Vielleicht kann ja der eine oder andere mal seine Erfahrung mitteilen

grüsse


----------



## de vliegende hollander (8 Mai 2015)

Hallo Woody,

Was ist dein bisherige Grundlage ?

Es ist wahrscheinlich einfacher zu helfen wenn du konkrete Beispielen oder Problemen hast.

Bram


----------



## PinkPanther32 (8 Mai 2015)

Hallo Woody, 

Ich kann dir auf jeden fall eines sagen, das wichtigste sind die Vorschriften der Kunden. Sollten da bestimmt Programmiervorschriften sein, kannst du dich da meistens nicht drüber hin weg setzen. Und ansonsten denke ich mal hat da jeder Programmierer so seine eigenen Philosophie. Der eine macht es so der andere so. So sind meine Erfahrungen. Und irgendwie führt alles ans ziel.


----------



## woody (8 Mai 2015)

Ja also einigen Vorschriften kenne ich ...es gibt da vorgaben z.b Zeiten die wir bei einer Messung einhalten müssen....

Grundlage?

Ja also ich mach ja den Maschschinenbautechniker bei der SGD! Ich weiss nicht in wie fern ihr die Hefte kennt ...
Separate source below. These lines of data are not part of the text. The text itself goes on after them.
PR #1741, opened 2017-08-21
BF: try to specify nfs mount in /etc/exportfs before installing NFS kernel server

yarikoptic:
The failure started to happen I believe due to precise migrating from precise to trusty.  Actually quite cool that the rest remained working as it should

This one is somewhat of a blind try


yarikoptic:
That seems has fixed it. Enjoy

PR #1750, opened 2017-08-23
ENH/BF: do not "reset" largefiles setting in cmdline while crawling if already defined in .gitattributes

yarikoptic:
Also adds a new function to GitRepo API to get "default" git attributes, by running `git check-attr --auto .`

With this crawler default pipelines should respect those settings set eg by `datalad create --text-no-annex`


mih:
In my condition, I will not be very useful as a reviewer, but I conclude that is has enough lines in the diff to be worthy! Signing off for today...

PR #1754, opened 2017-08-24
Datalad -> DataLad

aqw:
This /only/ changes strings and leaves the classname DataladAnnexCustomRemote untouched.

This does not take care of 'datalad' -> 'DataLad', as that will be much more
difficult to sift through (between all the commands and URLs).


aqw:
@mih Cool; thanks.

PR #1759, opened 2017-08-24
BF: Don't escape '$' for scripts generated by tools/cast2script

aqw:


mih:
This is wrong. In the generated script for the reproducible analysis the resulting script in `code/` will be broken, if this PR is merged. It'll look like this:

```sh
% cat code/brain_extraction.sh
# enable FSL
. /etc/fsl/5.0/fsl.sh

# obtain all inputs
datalad get 
# perform brain extraction
count=1
for nifti in ; do
  subdir="sub-000"
  mkdir -p 
  echo "Processing "
  bet  /anat -m
  count=1
done
```

Note the `cat << EOT` bit in the asciicast.

aqw:
@mih Ahh, that's my bad. I should have looked closer.

Closing the PR and will re-fix on the website.

---Alex

PR #1760, opened 2017-08-25
ENH: screencasts - generate .cmd.md file to be cut/pasted into description + possible to modify terminal size for "big" recording

### LINKED ISSUE #1755: Metadata search demo with current system
Would be great to have a quick asciicast that shows how to search for data on a freshly installed system. I know @yarikoptic has had a few snappy demo. Please post them! Thanks.

yarikoptic:
Here is an example of asciinema with the description containing the commands with links to the manpages help:  https://asciinema.org/a/vhCxdfvqqnNGDk6xQFdxwvOQh

now https://asciinema.org/~DataLad contains two asciinemas generated at two different resolutions. @aqw  do you think it would be possible easily to switch between two different asciinemas depending on desktop-vs-mobile rendering? ideally making it possible to choose one or another

edit: also now includes a basic search cast, rendered here: https://asciinema.org/a/134920 and which I will add in a second to datalad.org repo (Closes #1755)

### DIFF
--- a/docs/casts/basic_search.sh
+++ b/docs/casts/basic_search.sh
@@ -1,0 +1,33 @@
+full_title="Demo of basic datasets meta-data search using DataLad"
+#run "set -eu  # Fail early if any error happens"
+
+say "DataLad allows to aggregate dataset-level meta-data, i.e. data describing the dataset (description, authors, etc), from a variety of formats (see http://docs.datalad.org/en/latest/metadata.html for more info)."
+say 'In this example we will start from a point where someone who has not used datalad before decided to find datasets which related to "raiders" (after "Raiders of the Lost Ark" movie) and neuroimaging.'
+say 'As you will see below, upon the very first invocation of "datalad search" command, DataLad will need first to acquire aggregated meta-data for our collection of datasets available at http://datasets.datalad.org and for that it will install that top level super-dataset (a pure git repository) under ~/datalad:'
+( sleep 4; type yes; key Return; ) &
+run "datalad search raiders neuroimaging"
+
+say '"search" searches within current dataset (unless -d option is used), and if it is outside of any it would offer to search within the ~/datalad we have just installed'
+( sleep 4; type yes; key Return; ) &
+run "datalad search raiders neuroimaging"
+
+say "To avoid interactive question, you can specify to search within that dataset by using -d /// . And now let's specialize the search to not only list the dataset location, but also report the fields where match was found.  This time let's search for datasets with Haxby among the authors"
+run "datalad search -d /// -s author -R haxby"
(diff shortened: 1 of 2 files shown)


aqw:
@yarikoptic Just to make sure I'm understanding this correctly: are you planning to upload these 'casts to asciinema.org as well?

If so, I don't think that's a good idea. Having the same content in multiple places is not needed and only inflates the risk of having out-of-sync, out-of-date demos.

Without a strong, demonstrated need to the contrary, I think it is best to have one canonical source for these demos.

---Alex

mih:
Small comment on that (I have uploaded asciicasts targeting datalad.org to asciinema.org, too).

The issue with maintaining an "official" presence of datalad on that site is that we cannot keep the casts up-to-date. We could only replace a cast (when a new version comes out) by deleting the old one and posting a new one. This would invalidate the old one on asciinema.org and wherever it was shared. For datalad.org we aim at re-recording casts whenever necessary to reflect the current version. Linking/promoting/preferring the casts on our page will be more up-to-date and more stable, hence we should not establish a second "official" presence, IMHO. Or, at the very least, make very clear that the content there could be any level of outdatedness.

That being said, I plan to continue to upload casts on datalad to asciinema -- for quick one-off publications with no desire to keep them up-to-date over time. I will use my personal account for that.

And now I have to apologies for continuing a topic that is very off-topic given the title of the issue.

aqw:
@mih Sorry for dragging us off-topic.

@yarikoptic In response to your question, it is certainly possible to flip between the two sizes, however, there are real implications with that. And I don't think it's worth going down that rabbit-hole.

---Alex

yarikoptic:
re presence: indeed we wouldn't be able to maintain consistent with the website presence since can't replace yet in place -- but it is on their TODO, so eventually we could keep them.   In my perception outdated materials, either shared in personal or centralized account are outdated.  It is easier though to find/adjust in a single account than multiple (especially when having no access to it).  Meanwhile I will just add a statement to those under `~DataLad`:  

  You could find this and other DataLad up-to-date casts at http://www.datalad.org/features.html

Also, on the website we do not have yet have the lovely "just commands + timing + help script" representation.  IMHO it could be really handy for people to quickly familiarize with used commands. If only we could provide hyperlinks to each option, that would be just awesome (it should be possible todo, but probably not now)

re sizes:  yeah, I am converging that my approach (generating two casts) is too cumbersome.  In the majority of the cases (may be all ATM), we will be just fine by scaling "at run time" -- at least for asciinema website it is possible to provide desired size, so we could scale up any "small" one up, e.g. https://asciinema.org/a/134921?cols=120&rows=36 .  Only the pre-wrapped comments text would stay old way, and anything tty-width-based (progressbars).  But I think it is Ok.  So it would be really nice if on our website we could have an option to scale those up one way (implicit desktop-vs-mobile) or another (some icons with custom sizes)

PR #1766, opened 2017-08-26
BF: Proper data transfer handling for publication dependencies

### LINKED ISSUE #1763: Publication dependency handling broken
Now tested after data was copied for the main target, whereas dependencies should have received it first.

mih:
- [x] fixes #1763 by shifting existing code blocks around and adding a loop across dependency remotes for `_publish_data`
- [x] consolidate all data transfer functionality in `_publish_data` to allow for simple loops across remotes.
- [x] dedicated test for #1763
- [x] asciicast for "publish to GitHub" https://asciinema.org/a/135078
- [x] minor RF and test polish


mih:
Quick looks at test failure suggests that the fix is trivial....

PR #1770, opened 2017-08-30
NF: cast_live helper to guide interactively through casts

yarikoptic:
This helper will 
- start a new xterm in a geometry/resolution which should be ok for HD video casts on e.g. youtube
- "say" in the original terminal 
- wait before typing or executing any command in the original terminal
So it is jumping between two terminals (original with "Say"ed instructions) for you and the one which you could be possibly recording (e.g. with obs)

This way original cast could be used to guide interactive session while still allowing to interact in that terminal

### DIFF
--- a/tools/cast_bash.rc
+++ b/tools/cast_bash.rc
@@ -59,4 +59,4 @@ git config --global core.pager cat
 
 
 # cleanup at the end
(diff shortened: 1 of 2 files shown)


yarikoptic:
since no objections and proven to be in a functional and useful state, merging.  eventually we might want to absorb common "xterm settings" etc which we use now in two cast* scripts into a common "library"

PR #1913, opened 2017-10-24
WIP: BF: module lzma isn't available

bpoldrack:


bpoldrack:
Okay, apparently that works. Failures are about `jsonld` and datacite once again.
@mih : You might want to just cherry-pick dee0b20b61c9243aaf0256fc7c7b9f0234517247

PR #1917, opened 2017-10-24
ENH: make AutomagicIO proxy also io.open and lzma.LZMAFile

### LINKED ISSUE #1884: How to use AutomagicIO within DataLad itself?
#### What is the problem?
DataLad might need to obtain file content for its internal processing (think: aggregated metadata). It would be great, if we could use automagicIO internally too, and not having to get()/unlock() things "by hand".

Any pointer on where/how to start with this?

Side-benefit: Creates a "dog-fooding" situation that should make this feature more robust over time.

yarikoptic:
This pull request fixes #1884 for those particular use cases (needs 1 more commit in that branch, will push together with this one): lzma.LZMAFile and io.open

### Changes
- [x] This change is complete

### DIFF
--- a/datalad/tests/test_auto.py
+++ b/datalad/tests/test_auto.py
@@ -9,6 +9,7 @@
 """Test proxying of core IO operations
 """
 
+import io
 import os
 from os.path import join as opj, dirname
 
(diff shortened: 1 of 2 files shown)


yarikoptic:
the issues are due to other failures, will need to have master merged after #1918 is merged

mih:
Works in #1630. Thanks!

datalad/tests/test_auto.py
```diff
@@ -172,12 +173,43 @@ def generate_dat(f):
...
             eq_(f.read(), "123")
 
     yield _test_proxying_open, generate_dat, verify_dat
 
 
+def test_proxying_io_open_regular():
+
+    def generate_dat(f):
+        with io.open(f, "w", encoding='utf-8') as f:
+            f.write(u"123")
```
bpoldrack: The `f.write(u"123")` is what is failing in PY3 build.
`write` expects sth, that implements [buffer interface](https://docs.python.org/3/c-api/buffer.html).
Since it's an ASCII string anyway `b"123"` should work in this case, I think.

bpoldrack:
Well, that should work, too, of course. :-)

yarikoptic:
for some reason I thought that `b""` isn't in 2.7... yeah, may be should have just gone for it. so, since no objections, will merge

mih:
FTR: Tests under PY3 are now flooded with:

```
[WARNING] Failed proxying open with (3, 'rb', -1), {}: lstat: illegal type for path parameter [posixpath.py:lexists:171] 
[WARNING] Failed proxying open with (5, 'rb', -1), {}: lstat: illegal type for path parameter [posixpath.py:lexists:171] 
[WARNING] Failed proxying open with (3, 'rb', -1), {}: lstat: illegal type for path parameter [posixpath.py:lexists:171] 
```

but there is no functional impairment. Haven't looked into it, but it smells like we are doing something wrong.

PR #1920, opened 2017-10-25
BF: Thanks to @davidlehn pyld works again with version >= 0.8.2

yarikoptic:
ref: https://github.com/digitalbazaar/pyld/issues/69#issuecomment-339193989

### DIFF
--- a/setup.py
+++ b/setup.py
@@ -85,7 +85,7 @@ requires = {
     ],
     'metadata': [
         'simplejson',
-        'pyld<0.8,>=0.8.2',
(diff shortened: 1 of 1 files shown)


mih:
Seems it doesn't find a suitable candidate

bpoldrack:
Sure thing it doesn't. Since we it's looking for the wrong thing now: 
> `Could not find a version that satisfies the requirement pyld<0.8,>=0.8.2`

Whatever syntax for specifiying alternative version restrictions might be supported - that's not the one. :-)

yarikoptic:
I thought I have tried and it worked... oh well -- removed any versioned requirement now. must work ;)

PR #1926, opened 2017-10-27
ENH: crash fi git config is not yet setup with name/email

yarikoptic:
Otherwise we could get dozens of tests failing due to incorrect
operations etc, so better to crash as early as needed, e.g.
while instantiating the first GitRepo

I managed to run "datalad test" in a fresh'ish docker image - ended up with FAILED (SKIP=66, errors=60, failures=20) ;-)


bpoldrack:
LGTM
Failure seems unrelated. I think I saw this happen in PR #1630, too. However, since this appears to be about special remotes would be nice if you could have a look at it.

PR #1928, opened 2017-10-28
Some minor improvements of the plugins

mih:
### Changes
- [x] `export_tarball` has docs
- [x] `export_tarball can generate tarballs from incomplete datasets
- [x] show signature of any plugin, even when there are no real docs
- [x] `export_tarball` -> `export_archive` for TAR and ZIP archives, both compressed or uncompressed

Note that this is a prerequisite for #1942

### DIFF
--- a/datalad/plugin/export_archive.py
+++ b/datalad/plugin/export_archive.py
@@ -6,21 +6,26 @@
 #   copyright and license terms.
 #
 # ## ### ### ### ### ### ### ### ### ### ### ### ### ### ### ### ### ### ### ##
-"""export a dataset as a TAR archive"""
+"""export a dataset as a TAR/ZIP archive"""
 
 __docformat__ = 'restructuredtext'
 
 
 # PLUGIN API
-def dlplugin(dataset, filename=None, on_failure='error'):
-    """Export the content of a dataset as a TAR archive.
+def dlplugin(dataset, filename=None, archivetype='tar', compression='gz',
+             on_failure='error'):
+    """Export the content of a dataset as a TAR/ZIP archive.
 
     Parameters
     ----------
     filename : str, optional
       File name of the generated TAR archive. If no file name is given
       the archive will be generated in the current directory and will
-      be named: datalad_<dataset_uuid>.tar.gz.
+      be named: datalad_<dataset_uuid>.(tar.*|zip).
+    archivetype : {'tar', 'zip'}
+      Type of archive to generate.
+    compression : {'', 'gz', 'bz2')
+      Compression method to use. 'bz2' is not supported for ZIP archives.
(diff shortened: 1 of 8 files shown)


datalad/plugin/export_archive.py
```diff
@@ -0,0 +1,126 @@
...
+                add_method(
+                    fpath,
+                    arcname=aname,
+                    **(tar_args if archivetype == 'tar' else {}))
+            except OSError as e:
+                if on_failure in('ignore', 'continue'):
+                    (lgr.warning if on_failure == 'continue' else lgr.debug)(
+                        'Skipped %s: %s',
+                        fpath, exc_str(e))
+
```
yarikoptic: So is that the way to generate archive from incomplete? On error continue?

If this plugin is used as a plugin for another action, might be impossible to provide specific control for this behavior without allowing all other errors also continue

Why not to make a dedicated option?

mih: I don't understand. There is a dedicated option for it. It specifically handles errors for individual files being added to the archive. it is distinct from any general error handler, to avoid this kind of confusion. So what do you want to be different?

yarikoptic: sorry, my bad -- I have missed that `on_error` is an option to the plugin and assumed that it was that global setting.
BTW -- would be nice if any test exercised this .
It seems that if I mistype `on_failure` value - it would be `ignore'.

datalad/plugin/export_archive.py
```diff
@@ -0,0 +1,126 @@
...
+                filename, 'w',
+                zipfile.ZIP_STORED if not compression else zipfile.ZIP_DEFLATED) \
+            as archive:
+        add_method = archive.add if archivetype == 'tar' else archive.write
+        repo_files = sorted(repo.get_indexed_files())
+        if isinstance(repo, AnnexRepo):
+            annexed = repo.is_under_annex(
+                repo_files, allow_quick=True, batch=True)
+        else:
+            annexed = [False] * len(repo_files)
```
yarikoptic: would be nice to have it tested on some non-annex repo just to make sure it doesn't blow somewhere with assumption of being under annex

mih:
I have a small fix -- will push when back online.

mih:
@bpoldrack Can you have a quick look at this one please. Direct mode is giving me trouble. I thought my use of `file_has_content()` would solve this, but I was wrong, it seems. Thanks!

yarikoptic:
#1942 is based on this branch... rebasing here brings chaos to the world

mih:
Sorry about the rebase, juggling to many branches that build off each other here. Pushed a fix that will hopefully get this merged.

mih:
Travis is happy.

PR #1929, opened 2017-10-29
BF: specify if to request pyliblzma solely on python version

yarikoptic:
do not rely on current state of local affairs of having lzma to define it as a
requirement or not.  I had e.g. one installed globally.

Might fix remaining issues on linux buildbots with running tests.

On OSX need to figure out how to install liblzma-dev


yarikoptic:
I think this it the way to go if we are to stick with pyliblzma, so merging ;)  #1934 will provide an additional detail

PR #1931, opened 2017-10-29
Various smallish metadata improvements

### LINKED ISSUE #1828: bids meta: if README is not a correct utf-8, dumped into json description is not human readable
even though it was (re)loaded with errors="replace", so it should be legit'ish, then in json entire thing is stored prefixing each character with  a "unicode designator" `\u0000`. See e.g.
http://datasets.datalad.org/openfmri/ds000222/.datalad/meta/meta.json

I have tried a few sacred rinsing procedures but have failed to cast away the deamons

mih:
This pull request fixes #1828 

### Changes
- [x] Guess encoding of file
- [x] Better logging of metadata wrangling
- [x] never remove internal metadata fields due to size constraints
- [x] much higher default metadata size level -- people should lower it, once they notice a problem, not having no metadata until they realize they have stripped it.

### DIFF
--- a/datalad/interface/common_cfg.py
+++ b/datalad/interface/common_cfg.py
@@ -221,7 +221,7 @@ definitions = {
         'ui': ('question', {
                'title': 'Maximum metadata field size',
                'text': 'Metadata fields exceeding this size (in bytes/chars) are excluded from metadata extractio'}),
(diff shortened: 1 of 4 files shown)


mih:
OK, this is just small bait ...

Das sind insgesammt 6 Hefte von der Speicherprogrammierebare Steuerung 


1. Aufbau und funktionsweise , Logische Verknüpfung

2. Binäre Steuerungen, Speicherverhalten, Wischfunktionen, Zeitverhalten, Zählvorgänge

3. Entwurfsverfahren zur entwiklung von Steuerprogrammen, Ablaufdiagramme, Grundlagen der Steuerungssicherheit

4. Grundlagen der Wortverarbeitung,  Verarbeitung von Analogsignalen in der Mess und Regeltechnik   ( da bin ich jetzt)

5. Realisierung von Regelungstechnischen Aufgaben 

6. Aufgabensammlung 

Ist halt alles sehr Trocken erklärt ....deshalb suche ich bei Unklarheiten nach antworten in diesem Forum. Wollte jetzt auch nicht unbedigt einen SPS Lehrgang besuchen da ich schon paar Inhalte vermittelt bekomme .
Doch irgendwann hört halt die Theorie auf . Einen Praktischen Bezug zur SPS bekomme ich erst wenn ich den Techniker habe , dann geht es Richtung Prozessoptimierung . 

Solange muss ich mir noch mit Trysim zufrieden geben ..


----------



## woody (8 Mai 2015)

Es kommen bestimmt noch einige Fragen die mir noch unklar sind.....zb.

Das Programm läuft ja Zyklisch ab..d.h. von oben nach unten 

wenn ich mir jetzt ein Fließband vorstelle an dem mehrere Stationen eine Bearbeitung stattfindet .....wie verläuft das Programm dann Zyklisch ?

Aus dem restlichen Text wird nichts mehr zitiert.